[Talk-us] Per-State relations for the Appalachian Trail
Kevin Kenny
kkenny2 at nycap.rr.com
Wed May 4 02:34:38 UTC 2016
On 05/03/2016 03:09 PM, OSM Volunteer stevea wrote:
> In the USA, partly because we are such a geographically large part of
> the North American continent and partly because each of our fifty
> states is sovereign, I find that breaking apart very large relations
> so they are across a single state at a time (then perhaps these are
> collected into a super-relation) is often (though not always) a
> sensible approach. It is part size (large relations with vast numbers
> of members are unwieldy), it is part “what sort of an entity is this
> politically?"
>
> For example, there is a note in OSM’s Amtrak wiki page on the
> route=train relation for the California Zephyr: "The relation is said
> to be so big it is hard to work with.” That is something we might
> take to heart and break apart the relation into statewide components.

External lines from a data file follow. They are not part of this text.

Issue #6936, opened 2023-03-13
Avoid non-core flows to saturate `StorageQueryChannel`


tbenr:
As internally discussed we could better separate DB accesses between core-flows and non-core flows.
The idea is to guarantee DB query to core beaconchain functionalities, on the other hand limit DB accesses to non-core functionality (ie. Network RPC methods)

PR #6937, opened 2023-03-13
Implements `ThrottlingCombinedChainDataClient` part2

tbenr:
partially address: https://github.com/ConsenSys/teku/issues/6936

## Documentation

## Changelog


tbenr:
`RecentChainData` should be throttled as well since it uses the query channel too... and it isn't straight forward..

So this currently throttle only access to finalized data

services/beaconchain/src/main/java/tech/pegasys/teku/services/beaconchain/BeaconChainController.java
```diff
@@ -357,6 +360,9 @@ protected SafeFuture<?> initialize() {
         eventChannels.getPublisher(CombinedStorageChannel.class, beaconAsyncRunner);
     storageQueryChannel = combinedStorageChannel;
     storageUpdateChannel = combinedStorageChannel;
+    throttlingStorageQueryChannel =
+        new ThrottlingStorageQueryChannel(storageQueryChannel, 4, metricsSystem);
```
rolfyone: so we'd go from 10 down to 4?

I wonder if we want 10 in the throttled instance, and headroom like 3-5 outside of it...

tbenr:
demoting to Draft since there were other ideas to address this

Issue #6242, opened 2022-09-22
Default behavior should not send packets to RFC1918 addresses


dtto:
### Description
Normal operation should not send traffic to rfc1918 addresses.

### Steps to Reproduce (Bug)
Run teku. Watch for traffic on rfc1918 addresses, e.g. 

```
# while ! ss -p state syn-sent | grep 192.168; do sleep .1; done
tcp   0      1      [::ffff:XXXX]:51566 [::ffff:192.168.0.158]:13000 users:(("java",pid=16341,fd=429))
```

**Expected behavior:** [What you expect to happen]
No traffic is sent to rfc1918.
I suggest to add a flag to enable sending traffic to rfc1918 as needed.

**Actual behavior:** [What actually happens]
On occasion, traffic (likely p2p discovery?) is sent to RFC1918 addresses. 

**Frequency:** [How regularly does it occur?]
Varies.

### Versions (Add all that apply)
* Software version: [`teku --version` or look for log lines starting with `Teku version:`]
```
$ ./teku --version
teku/v22.9.1+3-g3d7dd4f/linux-x86_64/-debian-openjdk64bitservervm-java-17
```
* Java version: [`java -version`]
```
$ java --version
openjdk 17.0.4 2022-07-19
OpenJDK Runtime Environment (build 17.0.4+8-Debian-1deb11u1)
OpenJDK 64-Bit Server VM (build 17.0.4+8-Debian-1deb11u1, mixed mode, sharing)
```
* OS Name & Version: [`cat /etc/*release`]

Debian 11

* Docker Version: [`docker version`]

N/A

* Cloud VM, type, size: [Amazon Web Services I3-large]
N/A

taggart:
I am seeing this too. It would be good if these were off by default.

ajsutton:
For the record, these ranges to avoid map to `InetAddress.isSiteLocalAddress` in Java. https://www.rfc-editor.org/rfc/rfc1918 

```
   The Internet Assigned Numbers Authority (IANA) has reserved the
   following three blocks of the IP address space for private internets:

     10.0.0.0        -   10.255.255.255  (10/8 prefix)
     172.16.0.0      -   172.31.255.255  (172.16/12 prefix)
     192.168.0.0     -   192.168.255.255 (192.168/16 prefix)
```

ajsutton:
Finishing this off will require:
* getting #6631 merged
* deploying and monitoring a box with this enabled to check there aren't other places that need filtering
[...]

PR #6955, opened 2023-03-16
Unhide `--p2p-discovery-site-local-addresses-enabled`

zilm13:
## PR Description
It's follow-up for the #6242 
How do I see it:
- this one PR: we unhide the feature but left it toggled off to give some time to update it
- before the next release we toggle it to the `false` by default and add appropriate CHANGELOG entry 

```
Syntax: --p2p-discovery-site-local-addresses-enabled[=<BOOLEAN>]
Example: --p2p-discovery-site-local-addresses-enabled=true
Environment variable: P2P_DISCOVERY_SITE_LOCAL_ADDRESSES_ENABLED=true
Configuration file: p2p-discovery-site-local-addresses-enabled: true
```

Whether discovery accepts messages and peer records with site local (RFC1918) addresses. Default is `false`.

Normal Teku operation should not send traffic to local networks (RFC1918) addresses.
```
   The Internet Assigned Numbers Authority (IANA) has reserved the
   following three blocks of the IP address space for private internets:

 	10.0.0.0    	-   10.255.255.255  (10/8 prefix)
 	172.16.0.0  	-   172.31.255.255  (172.16/12 prefix)
 	192.168.0.0 	-   192.168.255.255 (192.168/16 prefix)
```	 
For some reasons operators may need to enable discovery of local addresses, for example when you run multiple consensus layer nodes in one local network, these nodes are not discovered in public Internet and are advertised with local IPs. Such configurations are usual for test or private networks. When running in such configuration this flag should be toggled (set to true).

## Documentation

## Changelog

### DIFF
--- a/CHANGELOG.md
+++ b/CHANGELOG.md
@@ -20,7 +20,7 @@ For information on changes in released versions of Teku, see the [releases page]
 - Send validator registrations to the Beacon node when the Validator client has reconnected to the event stream
 - Added optional query parameters `require_prepared_proposers` and `require_validator_registrations` to the `teku/v1/admin/readiness` endpoint
 - Added experimental feature `--Xdeposit-snapshot-enabled` to use bundled deposit contract tree snapshot and persist it after finalization to decrease EL pressure and speed up node startup
-- Added `--p2p-discovery-site-local-addresses-enabled` option to allow discovery connections to local network addresses 
+- Added `--p2p-discovery-site-local-addresses-enabled` option to allow discovery connections to local (RFC1918) addresses.
 
 
 ### Bug Fixes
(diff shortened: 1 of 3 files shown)


CHANGELOG.md
```diff
@@ -19,5 +20,7 @@ For information on changes in released versions of Teku, see the [releases page]
 - Send validator registrations to the Beacon node when the Validator client has reconnected to the event stream
 - Added optional query parameters `require_prepared_proposers` and `require_validator_registrations` to the `teku/v1/admin/readiness` endpoint
 - Added experimental feature `--Xdeposit-snapshot-enabled` to use bundled deposit contract tree snapshot and persist it after finalization to decrease EL pressure and speed up node startup
+- Added `--p2p-discovery-site-local-addresses-enabled` option to allow discovery connections to local network addresses
```
StefanBratanov: I would change `local network` to `local (RFC1918)`.

StefanBratanov (approved):
LGTM, apart from a nit

PR #6962, opened 2023-03-20
Updated jackson libraries to switch to using dataformats-text

rolfyone:
dataformats-yaml had some issues, and I also noticed that dataformats-text supports toml.

This should replace both libs with the current version.

## Documentation

## Changelog


tbenr (approved):
LGTM

PR #6965, opened 2023-03-20
add decoupled blob sidecars signing

mehdi-aouadi:
## PR Description
Add decoupled blob sidecars signing

## Fixed Issue(s)

#6959 

## Documentation

## Changelog


ethereum/spec/src/main/java/tech/pegasys/teku/spec/signatures/LocalSigner.java
```diff
@@ -122,6 +123,11 @@ public SafeFuture<BLSSignature> signValidatorRegistration(
     return sign(signingRootUtil.signingRootForValidatorRegistration(validatorRegistration));
   }
 
+  @Override
+  public SafeFuture<BLSSignature> signBlobSidecar(BlobSidecar blobSidecar, ForkInfo forkInfo) {
```
StefanBratanov: final 🗡️

ethereum/spec/src/testFixtures/java/tech/pegasys/teku/spec/generator/signatures/NoOpSigner.java
```diff
@@ -46,6 +47,11 @@ public SafeFuture<BLSSignature> signBlock(final BeaconBlock block, final ForkInf
     return new SafeFuture<>();
   }
 
+  @Override
+  public SafeFuture<BLSSignature> signBlobSidecar(BlobSidecar blobSidecar, ForkInfo forkInfo) {
```
StefanBratanov: final  🗡️

validator/client/src/main/java/tech/pegasys/teku/validator/client/duties/BlockProductionDuty.java
```diff
@@ -112,6 +116,30 @@ public SafeFuture<SignedBeaconBlock> signBlock(
         .thenApply(signature -> SignedBeaconBlock.create(spec, unsignedBlock, signature));
   }
 
+  @SuppressWarnings("unused")
+  public SafeFuture<SignedBlobSidecar> signBlobSidecar(
```
StefanBratanov, line 120: hmm actually not sure this method belongs here. We will probably need something like `BlobSidecarProductionDuty` similar to `AttestationProductionDuty`, but can do it in a PR which will deal with the validator flow.

StefanBratanov (changes requested):
LGTM, just couple of final nits and one method is not needed for now

validator/client/src/main/java/tech/pegasys/teku/validator/client/duties/BlockProductionDuty.java
tbenr: humm I'm actually ok with that. The duty is the block production, which now requires signing and posting several objects but I see it as the "extended" `ProductionDuty`.  `createUnsignedBlock` will give us `BlockContent` object wrapping a (blinded)block and (blinded)sidecars.
Happy to discuss it if you have arguments against it.

StefanBratanov: yeah I see now from the specs, It's one flow true. I am ok with the method there now. We can later change to something like BlockAndSidecarProductionDuty which extends the `BlockProductionDuty`, but in any case that method won't change, so it's good to have it.

mehdi-aouadi: We could add `BlockAndSidecarProductionDuty` which extends the `BlockProductionDuty` and leave it to the `BlockDutyFactory` to determine which one to create based on the slot...

ethereum/spec/src/testFixtures/java/tech/pegasys/teku/spec/generator/signatures/NoOpSigner.java
mehdi-aouadi: Done

ethereum/spec/src/main/java/tech/pegasys/teku/spec/signatures/LocalSigner.java
mehdi-aouadi: Done

validator/client/src/main/java/tech/pegasys/teku/validator/client/duties/BlockProductionDuty.java
StefanBratanov: Sounds good! Think it would be cleaner to tackle it in the PR which will work on the block  production

StefanBratanov (approved):

StefanBratanov:
LGTM

PR #8268, opened 2024-04-30
Use isGreaterThanOrEqualTo when checking committee index

jtraglia:
## PR Description

Noticed what I believe to be two minor accidents.

* A duplicate statement which had no effect.
* An incorrect `committeeIndex` check.

For the second one, since it's an index, the max value is `committeeCountPerSlot - 1`, right?

## Documentation

## Changelog


tbenr:
omg thanks @jtraglia

tbenr (approved):

PR #8271, opened 2024-04-30
Use correct end index for subList calls

jtraglia:
## PR Description

Noticed another little mistake. The `toIndex` value for these `List.subList` calls are wrong. The end is exclusive.

> Returns a view of the portion of this list between the specified fromIndex, inclusive, and toIndex, exclusive.

https://docs.oracle.com/javase/8/docs/api/java/util/List.html#subList-int-int-

image

I'm aware all of this code is a work in progress 😄 I know there will be problems.

Also, I replaced the two loops with more java-esque for-each patterns. This was just a nit.

## Documentation

## Changelog


zilm13 (approved):
LGTM
Thank you, nice catch
`Returns a view of the portion of this list between the specified fromIndex, inclusive, and toIndex, exclusive. `

rolfyone:
I noticed it in a new spot yesterday during testing.... thanks for cleaning this up!

PR #8273, opened 2024-04-30
Default to currentEpoch in findEarliestExitEpoch

jtraglia:
## PR Description

Noticed another little problem. In `findEarliestExitEpoch`, if none of the validators have an exit epoch set, `lastExitEpoch` should be the current epoch (plus one), not zero (plus one). Right?

```python
exit_epochs = [v.exit_epoch for v in pre.validators if v.exit_epoch != FAR_FUTURE_EPOCH]
if not exit_epochs:
    exit_epochs = [get_current_epoch(pre)]
earliest_exit_epoch = max(exit_epochs) + 1
```

Primarily:

* Update `findEarliestExitEpoch` to be a little closer to the spec.
  * Replace for loop with stream, map, ...
  * Use `FAR_FUTURE_EPOCH` instead of `UInt64::MAX_VALUE`.
  * Replace `isLessThan` with `!equals`, like the spec.
 
Also:

* Rename `exits` to `withdrawalRequests`. I missed this when renaming variables.
* Use lambda operation in `getPendingBalanceToWithdraw` (just a nit).

## Documentation

## Changelog

### DIFF
--- a/ethereum/spec/src/main/java/tech/pegasys/teku/spec/logic/versions/electra/forktransition/ElectraStateUpgrade.java
+++ b/ethereum/spec/src/main/java/tech/pegasys/teku/spec/logic/versions/electra/forktransition/ElectraStateUpgrade.java
@@ -119,7 +119,7 @@ public class ElectraStateUpgrade implements StateUpgrade<BeaconStateDeneb> {
               state.setDepositBalanceToConsume(UInt64.ZERO);
               state.setExitBalanceToConsume(
                   beaconStateAccessors.getActivationExitChurnLimit(state));
-              state.setEarliestExitEpoch(findEarliestExitEpoch(state));
+              state.setEarliestExitEpoch(findEarliestExitEpoch(state, epoch));
               state.setConsolidationBalanceToConsume(
                   beaconStateAccessors.getConsolidationChurnLimit(state));
               state.setEarliestConsolidationEpoch(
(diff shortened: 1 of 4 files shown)


ethereum/spec/src/main/java/tech/pegasys/teku/spec/logic/versions/electra/forktransition/ElectraStateUpgrade.java
```diff
@@ -153,11 +152,10 @@ public BeaconStateElectra upgrade(final BeaconState preState) {
...
-    final SszList<Validator> validators = state.getValidators();
     UInt64 lastExitEpoch = UInt64.ZERO;
-    for (int i = 0; i < validators.size(); i++) {
-      final UInt64 exitEpoch = validators.get(i).getExitEpoch();
-      if (exitEpoch.isLessThan(UInt64.MAX_VALUE)) {
+    for (final Validator validator : state.getValidators()) {
+      final UInt64 exitEpoch = validator.getExitEpoch();
+      if (!exitEpoch.equals(FAR_FUTURE_EPOCH)) {
         lastExitEpoch = lastExitEpoch.max(exitEpoch);
       }
```
jtraglia, line 160: Actually, I think I just noticed a problem in `findEarliestExitEpoch`. If none of the validators have an exit epoch, `lastExitEpoch` should be the current epoch, not zero.

rolfyone (approved):
i had a go at the test - happy now - ta

PR #8276, opened 2024-05-01
Make graffiti append able to add codes to 28 bytes graffiti

### LINKED ISSUE #8275: Append graffiti should be able to add clients info when only 4 bytes are available
### Description
With #8107 and #8175 we have added a feature to append CL and EL clients info to the graffiti when producing the block. Current minimal requirements are 5 bytes: `<SPACE>` + `<CL CODE>` + `<EL CODE>`. It would be good to keep this option available but also add 4 bytes option without a space, so users could utilize 28 bytes for their own graffiti while still be able to share clients info.

zilm13:
## PR Description
Drops space in this case.
Not very elegant but it works. Not sure how to make it more beautiful, if you have any ideas, I'm open!

## Fixed Issue(s)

> I haven’t done that, but somebody might, after considering that it
> makes editing easier, and that state-at-a-time is a good way to do
> this. Even a simple web browser request to display this relation
> results in "Sorry, the data for the relation with the id 905830, took
> too long to retrieve." The practicality of potentially better avoiding
> edit conflicts has been mentioned, and is also true.
>
Breaking apart the AT into separate relations - ideally with a
superrelation joining them - would be sensible, I think, but be careful
about the assumption about state lines. The AT literally spends a good
many miles with the hiker having one foot in North Carolina and the
other in Tennessee - the ridge that it follows is the state line.
We also, I think, need to put some more thought simply into the support
of large relations. I've recently found that even the New York Long Path
(only a fifth the length of the AT) crashes JOSM (I haven't yet
diagnosed the problem) and wound up editing in Meerkartor instead.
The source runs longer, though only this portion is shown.